After this you will need to restart the directory server, during the startup you should see the following message:

[22/04/2015:20:47:26 +0100] category=PROTOCOL severity=NOTICE msgID=2556180 msg=Started listening for new connections on LDAPS Connection Handler port 1636

To test the connection, you can just run a simple ldapsearch command:

$ bin/ldapsearch -Z -h localhost -p 1636 -D "cn=Directory Manager" -w ****** -b dc=example,dc=com "uid=user.0" "*"
The server is using the following certificate: 
    Subject DN:,, OU=Sustaining, O=ForgeRock Ltd, L=Bristol, C=GB
    Issuer DN:,, OU=Sustaining, O=ForgeRock Ltd, L=Bristol, C=GB
    Validity:  Wed Apr 22 19:43:22 BST 2015 through Thu Apr 21 19:43:22 BST 2016
Do you wish to trust this certificate and continue connecting to the server?
Please enter "yes" or "no":

As you can see I’ve been prompted to accept my self-signed certificate, and after entering “yes”, I could see the entry I’ve been looking for.


StarTLS for LDAP is slightly different from LDAPS, the main difference being, that first the client needs to establish an unencrypted connection with the directory server. At any point in time after establishing the connection (as long as there are no outstanding LDAP operations on the connection), the StartTLS extended operation shall be sent across to the server.
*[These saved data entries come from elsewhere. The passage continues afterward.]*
PR #1349, opened 2025-12-09
Add experimental NVML bindings to 12.9.x branch

mdboom:


cuda_bindings/cuda/bindings/_internal/_nvml.pxd
```diff
@@ -0,0 +1,360 @@
...
+cdef nvmlReturn_t _nvmlDeviceGetPdi(nvmlDevice_t device, nvmlPdi_t* pdi) except?_NVMLRETURN_T_INTERNAL_LOADING_ERROR nogil
+cdef nvmlReturn_t _nvmlDeviceSetHostname_v1(nvmlDevice_t device, nvmlHostname_v1_t* hostname) except?_NVMLRETURN_T_INTERNAL_LOADING_ERROR nogil
+cdef nvmlReturn_t _nvmlDeviceGetHostname_v1(nvmlDevice_t device, nvmlHostname_v1_t* hostname) except?_NVMLRETURN_T_INTERNAL_LOADING_ERROR nogil
+cdef nvmlReturn_t _nvmlDeviceGetNvLinkInfo(nvmlDevice_t device, nvmlNvLinkInfo_t* info) except?_NVMLRETURN_T_INTERNAL_LOADING_ERROR nogil
+cdef nvmlReturn_t _nvmlDeviceReadWritePRM_v1(nvmlDevice_t device, nvmlPRMTLV_v1_t* buffer) except?_NVMLRETURN_T_INTERNAL_LOADING_ERROR nogil
+cdef nvmlReturn_t _nvmlDeviceGetGpuInstanceProfileInfoByIdV(nvmlDevice_t device, unsigned int profileId, nvmlGpuInstanceProfileInfo_v2_t* info) except?_NVMLRETURN_T_INTERNAL_LOADING_ERROR nogil
+cdef nvmlReturn_t _nvmlDeviceGetSramUniqueUncorrectedEccErrorCounts(nvmlDevice_t device, nvmlEccSramUniqueUncorrectedErrorCounts_t* errorCounts) except?_NVMLRETURN_T_INTERNAL_LOADING_ERROR nogil
```
kkraus14, line 360: This API was added in CUDA 13.0, I don't think it should be in the 12.9.x branch?

mdboom: Got it.  Regenerating without the 13.0.1 headers engaged.

mdboom: It also looks like we don't have a good story in the generator for hand-written APIs that don't exist across all versions.  I've hand-removed them for now, but that's going to be a maintenance headache.

mdboom: So it turns out (in a side conversation with @leofang) -- this is working as intended.  The "megaheader" approach will include APIs from all versions, but the ones that don't exist on 12.9.x will raise "not found" exceptions.  /Not/ doing this creates a whole other set of problems, since then types go missing and our hand-written APIs no longer compile, which then need to be conditionally compiled out (which we don't really have infrastructure for).

cuda_bindings/cuda/bindings/_internal/_nvml.pxd
```diff
@@ -0,0 +1,360 @@
+# SPDX-FileCopyrightText: Copyright (c) 2025 NVIDIA CORPORATION & AFFILIATES. All rights reserved.
+#
+# SPDX-License-Identifier: LicenseRef-NVIDIA-SOFTWARE-LICENSE
+#
+# This code was automatically generated across versions from 12.9.1 to 13.0.1. Do not modify it directly.
```
kkraus14: Should this be generated through 13.1.0 to be consisent with `main`?

mdboom: It was consistent with main at the time of filing :)  I'll merge the 13.1 and 12.9 cybind MRs and regenerate, then merge this.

Once a successful extended operation response has been received, the client can initiate the TLS handshake over the existing connection. Once the handshake is done, all future LDAP operations will be transmitted on the now secure, encrypted channel.
Personally my concerns with StartTLS are:

  • You must have a plain LDAP port open on the network.
  • Even after a client connects to the directory there is absolutely nothing preventing the user from sending BIND or any other kind of requests on the unencrypted channel before actually performing the StartTLS extended operation.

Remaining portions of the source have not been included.